Ese mismo día atendió a un segundo cliente. Se demoraría un año en perder la vergüenza y así mismo la culpa. Debió pagar un millón de pesos para irse de esa casa, luego de haber estado un año encerrada.


En la puerta había un celador que no las dejaba salir y les daba todo lo que necesitaban. La multa la pagó un cliente que se la llevó a vivir a su casa. Tenía 15 años. Allá hacía todo tipo de orgías con mujeres que ella misma le buscaba en el periódico y la calle, y mujeres que él traía. Vivió con él ocho meses. Luego consiguió un trabajo como niñera pero solo duró una semana y se aburrió de estar encerrada, quería estar en la calle. Entonces volvió a prostituirse.

Hace un año Lucrecia se contactó con un burdel en Aruba a través de una amiga. Les mandó fotos suyas y una vez que la aprobaron sacó la visa y se fue a trabajar a la isla durante tres meses. Produjo casi 20.000 dólares y se gastó 5.000 haciendo shopping.

–¿Sabes cuántos clientes tuviste en esos 3 meses?

–2.000. Bueno, no, por ahí 1.000 o 2.000. Más o menos –dice sin ninguna emoción, sin vergüenza alguna.

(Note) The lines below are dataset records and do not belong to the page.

PR #436, opened 2020-07-15
Update baseline-nfs to use debian/buster ramdisk + full rootfs

khilman:


gctucker:
Looks good at first glance.

Please also add the `dmesg.sh` script which will look for kernel errors.  It's in the buildroot baseline overlay directory:
https://github.com/kernelci/buildroot/blob/kernelci/latest/kernelci/baseline/rootfs_overlay/opt/kernelci/dmesg.sh

khilman:
OK, updated to include the a baseline overlay (same contents as buildroot overlay)

gctucker:
I think `buildroot_baseline_nfs` can be dropped from test-configs.yaml now.

khilman:
> I think `buildroot_baseline_nfs` can be dropped from test-configs.yaml now.

OK, looks like it's unused, so I  added one more patch to do that.

khilman:
@gctucker this should be ready to merge now.

PR #438, opened 2020-07-15
kernelci: use Python 3 class and super()

gctucker:
Use the Python 3 class definition style without (object) for base
classes, and plain super() for calling direct parent method.


gctucker:
Tested OK on staging.

PR #443, opened 2020-07-16
dockerfiles/debos: add keyring for debian-ports

khilman:
In order for debootstrap to work from sid/unstable with debian-ports,
we need the keyring debian-ports.


Lakshmipathi:
Looks good :+1:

Durante su estadía en Aruba conoció a ‘John One’, un hombre de 57 años, mientras trabajaba. Él se enamoró de ella y comenzó a visitarla todos los días, además pagaba la multa de 300 dólares del burdel para sacarla de allí. Le llevaba desayuno, almuerzo y comida. Recogía su ropa sucia y se la devolvía limpia, almidonada, planchada y doblada. Le daba regalos y la invitaba a playas y restaurantes. Lucrecia se reprochaba por estar perdiendo tiempo con él en lugar de trabajar.

También conoció a ‘John Two’, un hombre de 50 años que vive en Aruba, de quien sí se enamoró. Sostuvo una relación con ambos al mismo tiempo, sin que ninguno se enterara de la existencia del otro. Cuando finalizó su viaje y volvió a Colombia siguió en contacto con los dos. Ambos le hablan de amor y le hacen promesas, pero ‘John One’ fue aún más lejos: le propuso matrimonio y le prometió una casa que ya comenzó a construir para ambos en Omaha, Nebraska. Se divorció de su mujer y se encuentra tramitando la visa de Lucrecia.

La relación es complicada, pues el hombre no habla español y el inglés de ella se limita a lo que tiene que saber por su trabajo. Lucrecia recurre a mí para que le traduzca las conversaciones por celular. Mientras tanto planea otro viaje a Aruba para ver a ‘John Two’ y debe asegurarse que ‘John One’ crea que está en Colombia.

–Dile que el trabajo aquí está muy duro, no hay plata. Que estoy cansada del frío y me voy a ver a mi mamá a la costa. Dile que se murió mi abuelita y que me voy al velorio y estaré allá durante un mes.

Yo traduzco lo que Lucrecia ha dicho y le pregunto si hay algo que quiera decirle y ‘John One’, me pide que le explique que ya comenzó el trámite de la visa y que pagó 700 dólares para que agilizaran el proceso.

Se inquieta un poco cuando le cuento que Lucrecia estará un mes en la costa y lo tranquilizo diciéndole que estando él en Estados Unidos, no debería importar si Lucrecia está en Montería o en Bogotá. Luego le pregunto a Lucrecia si hay algo más que quiera decirle.

–Eso es todo. Chao –contesta ella fría y calculadora.

–¿Y ni un beso, o un te quiero? –Insisto.

–Bueno, sí. –contesta muy segura, aunque es claro que preferiría no tener que volver a tocarlo.

La calle, la misma a la cual se expone todas las noches, es la que le ha enseñado a sobrevivir. Una noche, en La Fortaleza, cuando Lucrecia tenía 25 años conoció a un hombre que la invitó a salir de allí con él y pagó la multa por hacerlo. Algo en él le producía desconfianza, instinto al que jamás ignora. Pero él le dijo que era policía y eso le produjo seguridad.

Se fue con él, otro hombre que lo acompañaba y una de las chicas de la discoteca tan borracha y drogada que casi había que llevarla de la mano. Llegaron a un edificio cerca al Bronx. Entraron y cuando el hombre trancó la puerta Lucrecia volvió a alertarse. Ahí estaba de nuevo esa sensación. Subieron cuatro pisos y ella vio gotas de sangre seca en los escalones.